Pechorin shook his head and drew both pepperbox guns from their holsters. “Not unless I have murmured strange and arcane things in my sleep.”
“Again, like a rock,” Natsuko said.
The dark woods parted to reveal a stony clearing with a granite sepulcher in the middle. A small camp was set up outside with four people standing around it, all unmistakably Heroes by their well-defined aesthetic choices and unique weapons. Their conversation stopped as four rivals entered the clearing.
“Guess we didn’t move fast enough,” Harald said, shrugging in his bear pelt coat and gathering up a thick-handled halberd with runes carved into its steel blade.
“You’re looking for the Eye of the Cursed Demon too?” Sofiane asked, purple electricity crackling around his sword-wielding hand.
“If by that you mean the Cursed Demon’s Eye,” Margaret said, “then yeah. And I think you should walk away and let us have it, little girl.”
“I’m not going to take that from some 2nd-gen nobody,” Sofiane said.
“Is sharing possible?” Shuixing asked. Everyone looked at her like she was crazy.
“They are not the Cursed Demon’s Eyes plural, I am afraid,” Pechorin said.

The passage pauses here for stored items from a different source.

PR #60, opened 2020-10-09
feat: call forwarding from a wallet canister

hansl:
This can happen either by passing raw bytes arguments (using the previous `call()`), or by building a Call and passing the Call in.

### DIFF
--- a/.github/workflows/ic-ref.yml
+++ b/.github/workflows/ic-ref.yml
@@ -30,6 +30,11 @@ jobs:
           token: ${{ secrets.IC_REF_TOKEN }}
           path: ic-ref
           ref: ${{ matrix.spec }}
+      - uses: actions/checkout@v2
+        with:
+          repository: 'dfinity/wallet-rs'
+          path: wallet-rs
+          ref: latest
 
       - name: Cache ~/.cabal/store
         uses: actions/cache@v2
@@ -74,13 +79,20 @@ jobs:
           cargo build --target wasm32-unknown-unknown --release
           cp target/wasm32-unknown-unknown/release/universal_canister.wasm $HOME/canister.wasm
 
-      - name: Run Tests
+      - name: Build wallet canister
+        run: |
+          cd wallet-rs/wallet
+          sh build.sh
+          cp wallet/target/wasm32-unknown-unknown/release/wallet-opt.wasm $HOME/wallet.wasm
+
+      - name: Run Integration Tests
         run: |
           set -ex
           $HOME/bin/ic-ref --pick-port --write-port-to $HOME/ic_ref_port &
           sleep 1
           export IC_REF_PORT=$(cat $HOME/ic_ref_port)
           export IC_UNIVERSAL_CANISTER_PATH=$HOME/canister.wasm
+          export IC_WALLET_CANISTER_PATH=$HOME/wallet.wasm
           cd main/ref-tests
           cargo test --all-features -- --ignored
           killall ic-ref
--- a/ic-utils/src/call.rs
+++ b/ic-utils/src/call.rs
@@ -207,6 +207,8 @@ impl<'agent, Out> AsyncCaller<'agent, Out>
 where
     Out: for<'de> ArgumentDecoder<'de> + Send + Sync,
 {
+    /// Build an UpdateBuilder call that can be used directly with the [Agent]. This is
+    /// essentially downleveling this type into the lower level [ic-agent] abstraction.
     pub fn build_call(self) -> Result<UpdateBuilder<'agent>, AgentError> {
         let mut builder = self.agent.update(&self.canister_id, &self.method_name);
         self.expiry.apply_to_update(&mut builder);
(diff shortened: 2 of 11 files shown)


ref-tests/Cargo.toml
```diff
@@ -6,12 +6,13 @@ edition = "2018"
 # See more keys and their definitions at https://doc.rust-lang.org/cargo/reference/manifest.html
 
 [dependencies]
+candid = "0.6.7"
 delay = "0.3.0"
 ic-agent = { path = "../ic-agent" }
 ic-utils = { path = "../ic-utils", features = ["raw"] }
 ring = "0.16.11"
 tokio = "0.2.22"
+serde = { version = "1.0.101", features = ["derive"] }
```
ericswanson-dfinity, line 15: alphabetical order?

```suggestion
serde = { version = "1.0.101", features = ["derive"] }
tokio = "0.2.22"
```

ref-tests/tests/integration.rs
```diff
@@ -75,3 +79,53 @@ fn canister_query() {
         Ok(())
     })
 }
+
+#[ignore]
+#[test]
```
ericswanson-dfinity, line 84: I'd consider this adjacent to this PR, since there are already two other tests marked `#[ignore]`, but I notice that I am wondering what process to follow if I wanted to run these, since presumably `cargo test` is not it.

.github/workflows/ic-ref.yml
```diff
@@ -74,13 +79,20 @@ jobs:
           cargo build --target wasm32-unknown-unknown --release
           cp target/wasm32-unknown-unknown/release/universal_canister.wasm $HOME/canister.wasm
 
-      - name: Run Tests
+      - name: Build wallet canister
+        run: |
+          cd wallet-rs/wallet
+          sh build.sh
```
ericswanson-dfinity, line 85: where is `build.sh` ?

ref-tests/tests/integration.rs
ericswanson-dfinity: Nevermind, I see the github workflow now.

ic-utils/src/interfaces/wallet.rs
```diff
@@ -163,22 +168,53 @@ impl<'agent> Canister<'agent, Wallet> {
 
     /// Forward a call to another canister, including an amount of cycles
     /// from the wallet.
-    pub fn call<'canister: 'agent, Out>(
+    pub fn call<'canister: 'agent, Out, M: ToString>(
```
ericswanson-dfinity, line 171: I'm curious: is this `M: ToString` here instead of `&str` because it's sometimes annoying to have to call `.to_string()/.as_str()/.whatever()`?

ref-tests/tests/integration.rs
hansl: I explain it somewhere (but can definitely make it clearer) that ignored tests are run against the ic-ref. Because they require a replica, they are ignored and ran separately. I'll make it clearer in docs.

.github/workflows/ic-ref.yml
hansl: in the wallet repo

ic-utils/src/call.rs
```diff
@@ -199,7 +207,7 @@ impl<'agent, Out> AsyncCaller<'agent, Out>
 where
     Out: for<'de> ArgumentDecoder<'de> + Send + Sync,
 {
-    fn build_call(self) -> Result<UpdateBuilder<'agent>, AgentError> {
+    pub fn build_call(self) -> Result<UpdateBuilder<'agent>, AgentError> {
```
ericswanson-dfinity, line 210: Now that this is `pub`, should it have one of those `///` comments?

ericswanson-dfinity (approved):
LGTM with a couple truly minor suggestions.

Fair warning that I'm finding the lifetimes to be impenetrable, especially when there are multiple involved.  Another way of saying that: with respect to lifetimes given my understanding of them, I consider my approval to hold no more weight than a rubber-stamp.

ic-utils/src/interfaces/wallet.rs
hansl: Yeah this accepts any type which have the trait `ToString`, which includes `&str` and `String` (and maybe others?). So this is a shortcut to say "we accept both". I need to go through the whole repo and change our strings to that. I'm going to do a clean of these before version 0.2, which should also include an `IntoPrincipal` that can be either String, &str, or another Principal (or a `Canister<...>` for example).

hansl: Also including things like a typed `RequestId` and better ways to wait on Requests (moving `call_and_wait()` into `call().and_wait()` (wait being on RequestId).

As I'm working between repos I see a lot more cracks like these that can improve the API greatly.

Something about the tense atmosphere told Shuixing not to ask how they themselves were supposed to share it. The shadows at Pechorin’s feet had already begun to plume like a smoking fire. The other two beside Harald and Margaret, a dark-eyed woman with raccoon ears and a bandolier of flasks across her chest, and a sharp-jawed man in a long gown and headscarf wielding a whip, readied themselves for combat.
Sofiane turned to Natsuko. “Maybe now would be a good time to tell them what your wine bottle does?”